DIRECTIONS FOR THIS TASK: Scan the entries below and extract each line with the word "handling" in it.

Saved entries
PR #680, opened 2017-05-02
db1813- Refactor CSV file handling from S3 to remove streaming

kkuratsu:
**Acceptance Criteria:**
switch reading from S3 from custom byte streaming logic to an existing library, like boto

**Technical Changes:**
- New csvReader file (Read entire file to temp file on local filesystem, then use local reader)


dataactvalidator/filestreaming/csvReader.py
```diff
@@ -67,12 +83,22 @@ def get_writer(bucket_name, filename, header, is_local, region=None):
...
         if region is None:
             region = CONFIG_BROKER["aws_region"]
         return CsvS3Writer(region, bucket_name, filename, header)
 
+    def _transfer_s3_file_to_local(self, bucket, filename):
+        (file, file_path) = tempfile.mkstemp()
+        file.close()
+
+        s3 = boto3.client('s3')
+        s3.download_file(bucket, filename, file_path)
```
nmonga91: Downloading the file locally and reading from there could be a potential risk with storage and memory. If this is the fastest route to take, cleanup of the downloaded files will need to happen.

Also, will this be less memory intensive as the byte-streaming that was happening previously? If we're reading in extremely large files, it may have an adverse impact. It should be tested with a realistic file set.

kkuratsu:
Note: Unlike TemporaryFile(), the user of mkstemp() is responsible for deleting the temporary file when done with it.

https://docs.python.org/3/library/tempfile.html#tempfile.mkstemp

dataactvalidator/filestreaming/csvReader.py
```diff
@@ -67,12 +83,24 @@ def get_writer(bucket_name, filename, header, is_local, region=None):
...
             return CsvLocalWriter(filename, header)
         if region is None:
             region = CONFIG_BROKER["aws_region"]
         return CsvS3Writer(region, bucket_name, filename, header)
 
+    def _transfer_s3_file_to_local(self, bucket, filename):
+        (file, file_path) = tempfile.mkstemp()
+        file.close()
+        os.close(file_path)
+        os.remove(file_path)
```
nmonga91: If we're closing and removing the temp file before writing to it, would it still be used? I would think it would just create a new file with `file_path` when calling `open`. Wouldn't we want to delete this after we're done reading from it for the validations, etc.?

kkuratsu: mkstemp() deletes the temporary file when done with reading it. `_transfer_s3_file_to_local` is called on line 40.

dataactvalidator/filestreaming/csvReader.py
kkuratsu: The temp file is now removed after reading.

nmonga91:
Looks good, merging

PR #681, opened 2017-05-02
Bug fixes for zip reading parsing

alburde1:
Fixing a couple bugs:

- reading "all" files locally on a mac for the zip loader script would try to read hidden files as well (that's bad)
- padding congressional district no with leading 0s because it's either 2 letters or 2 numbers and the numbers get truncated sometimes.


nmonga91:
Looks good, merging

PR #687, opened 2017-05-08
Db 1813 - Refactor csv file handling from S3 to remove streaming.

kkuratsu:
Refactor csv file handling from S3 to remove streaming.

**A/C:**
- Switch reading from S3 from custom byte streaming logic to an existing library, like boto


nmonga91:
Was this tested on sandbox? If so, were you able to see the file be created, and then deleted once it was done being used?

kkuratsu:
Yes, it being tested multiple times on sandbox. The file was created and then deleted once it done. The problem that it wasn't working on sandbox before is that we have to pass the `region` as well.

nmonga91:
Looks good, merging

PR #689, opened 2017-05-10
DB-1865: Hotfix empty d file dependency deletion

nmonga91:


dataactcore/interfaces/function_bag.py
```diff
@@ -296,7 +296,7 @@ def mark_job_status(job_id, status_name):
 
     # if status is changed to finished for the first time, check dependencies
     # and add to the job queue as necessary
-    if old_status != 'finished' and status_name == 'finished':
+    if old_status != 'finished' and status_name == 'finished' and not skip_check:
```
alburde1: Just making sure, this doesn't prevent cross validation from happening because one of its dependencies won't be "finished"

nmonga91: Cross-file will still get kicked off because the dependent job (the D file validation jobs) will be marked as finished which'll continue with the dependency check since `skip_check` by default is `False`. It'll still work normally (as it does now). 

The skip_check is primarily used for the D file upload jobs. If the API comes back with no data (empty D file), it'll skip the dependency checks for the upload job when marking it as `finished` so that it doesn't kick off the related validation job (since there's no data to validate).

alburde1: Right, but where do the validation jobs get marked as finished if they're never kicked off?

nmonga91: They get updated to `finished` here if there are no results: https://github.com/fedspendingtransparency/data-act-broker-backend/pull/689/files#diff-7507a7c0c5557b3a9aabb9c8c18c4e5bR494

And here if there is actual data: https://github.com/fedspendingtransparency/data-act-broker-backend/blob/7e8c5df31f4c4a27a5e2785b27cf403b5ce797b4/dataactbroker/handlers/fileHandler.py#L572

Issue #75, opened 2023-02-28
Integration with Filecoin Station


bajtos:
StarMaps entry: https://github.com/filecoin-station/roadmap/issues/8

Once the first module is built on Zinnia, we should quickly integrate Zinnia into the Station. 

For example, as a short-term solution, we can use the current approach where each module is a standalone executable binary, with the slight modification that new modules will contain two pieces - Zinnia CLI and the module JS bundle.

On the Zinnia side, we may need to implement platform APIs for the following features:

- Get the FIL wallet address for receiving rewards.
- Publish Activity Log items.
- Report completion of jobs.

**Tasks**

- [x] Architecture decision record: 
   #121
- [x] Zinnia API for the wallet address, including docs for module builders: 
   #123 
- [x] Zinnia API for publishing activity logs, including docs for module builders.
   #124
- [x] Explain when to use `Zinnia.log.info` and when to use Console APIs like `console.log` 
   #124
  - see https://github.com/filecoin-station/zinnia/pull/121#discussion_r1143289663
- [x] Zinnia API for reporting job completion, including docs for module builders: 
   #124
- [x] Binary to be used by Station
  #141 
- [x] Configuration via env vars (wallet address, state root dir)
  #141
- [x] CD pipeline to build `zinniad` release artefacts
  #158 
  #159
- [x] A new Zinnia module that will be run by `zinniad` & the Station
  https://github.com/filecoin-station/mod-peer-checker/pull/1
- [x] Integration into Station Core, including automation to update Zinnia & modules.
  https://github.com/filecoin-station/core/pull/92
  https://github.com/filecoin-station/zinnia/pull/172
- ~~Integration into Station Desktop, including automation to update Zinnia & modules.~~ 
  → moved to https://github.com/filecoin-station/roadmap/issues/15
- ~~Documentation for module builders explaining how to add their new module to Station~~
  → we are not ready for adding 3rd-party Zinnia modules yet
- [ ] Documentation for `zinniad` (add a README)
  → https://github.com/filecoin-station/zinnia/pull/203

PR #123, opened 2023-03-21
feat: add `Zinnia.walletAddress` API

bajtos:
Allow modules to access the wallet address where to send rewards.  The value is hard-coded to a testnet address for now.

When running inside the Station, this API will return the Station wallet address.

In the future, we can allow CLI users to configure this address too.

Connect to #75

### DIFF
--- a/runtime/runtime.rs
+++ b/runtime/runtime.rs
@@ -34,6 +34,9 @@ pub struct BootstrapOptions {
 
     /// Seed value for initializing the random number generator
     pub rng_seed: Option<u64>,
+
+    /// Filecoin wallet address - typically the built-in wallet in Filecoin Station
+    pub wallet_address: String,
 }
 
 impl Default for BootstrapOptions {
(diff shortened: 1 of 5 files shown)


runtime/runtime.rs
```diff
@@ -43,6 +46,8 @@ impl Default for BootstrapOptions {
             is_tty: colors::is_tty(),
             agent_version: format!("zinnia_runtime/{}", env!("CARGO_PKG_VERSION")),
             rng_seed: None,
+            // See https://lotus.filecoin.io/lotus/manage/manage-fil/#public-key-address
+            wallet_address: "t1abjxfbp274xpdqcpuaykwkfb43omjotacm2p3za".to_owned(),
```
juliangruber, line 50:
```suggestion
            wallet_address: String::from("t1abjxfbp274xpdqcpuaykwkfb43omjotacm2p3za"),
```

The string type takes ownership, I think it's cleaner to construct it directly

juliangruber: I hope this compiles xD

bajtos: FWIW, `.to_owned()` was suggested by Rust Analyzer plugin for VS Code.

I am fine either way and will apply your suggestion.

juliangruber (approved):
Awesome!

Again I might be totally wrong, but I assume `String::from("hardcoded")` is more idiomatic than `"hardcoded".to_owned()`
* * *
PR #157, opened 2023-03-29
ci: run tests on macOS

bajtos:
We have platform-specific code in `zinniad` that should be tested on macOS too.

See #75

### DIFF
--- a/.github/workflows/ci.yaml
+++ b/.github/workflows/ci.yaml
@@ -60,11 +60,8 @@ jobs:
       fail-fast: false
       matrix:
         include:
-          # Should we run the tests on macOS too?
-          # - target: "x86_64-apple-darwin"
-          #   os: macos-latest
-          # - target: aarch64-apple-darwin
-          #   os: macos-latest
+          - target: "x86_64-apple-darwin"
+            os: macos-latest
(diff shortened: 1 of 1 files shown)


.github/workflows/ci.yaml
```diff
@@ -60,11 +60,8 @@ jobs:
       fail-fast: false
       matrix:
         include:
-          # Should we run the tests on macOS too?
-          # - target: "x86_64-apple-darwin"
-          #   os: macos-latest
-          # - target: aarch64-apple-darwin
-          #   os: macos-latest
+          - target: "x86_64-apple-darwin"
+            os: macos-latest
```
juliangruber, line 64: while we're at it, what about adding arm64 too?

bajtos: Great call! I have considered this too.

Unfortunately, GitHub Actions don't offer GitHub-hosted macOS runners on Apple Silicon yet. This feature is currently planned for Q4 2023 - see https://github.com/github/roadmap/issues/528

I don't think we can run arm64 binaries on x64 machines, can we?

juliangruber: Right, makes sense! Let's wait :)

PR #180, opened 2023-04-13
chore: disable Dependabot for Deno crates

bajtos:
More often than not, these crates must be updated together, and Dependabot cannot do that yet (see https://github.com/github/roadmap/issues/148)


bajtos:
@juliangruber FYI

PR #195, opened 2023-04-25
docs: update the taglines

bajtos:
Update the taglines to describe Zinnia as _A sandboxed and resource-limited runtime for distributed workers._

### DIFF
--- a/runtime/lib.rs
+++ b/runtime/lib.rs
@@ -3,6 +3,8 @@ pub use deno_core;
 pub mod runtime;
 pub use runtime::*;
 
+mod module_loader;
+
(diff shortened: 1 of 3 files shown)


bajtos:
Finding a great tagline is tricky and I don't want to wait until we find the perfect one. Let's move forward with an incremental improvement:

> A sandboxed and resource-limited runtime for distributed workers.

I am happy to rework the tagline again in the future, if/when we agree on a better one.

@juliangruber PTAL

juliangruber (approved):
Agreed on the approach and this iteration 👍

EXPECTED ANSWER:
db1813- Refactor CSV file handling from S3 to remove streaming
Db 1813 - Refactor csv file handling from S3 to remove streaming.
Refactor csv file handling from S3 to remove streaming.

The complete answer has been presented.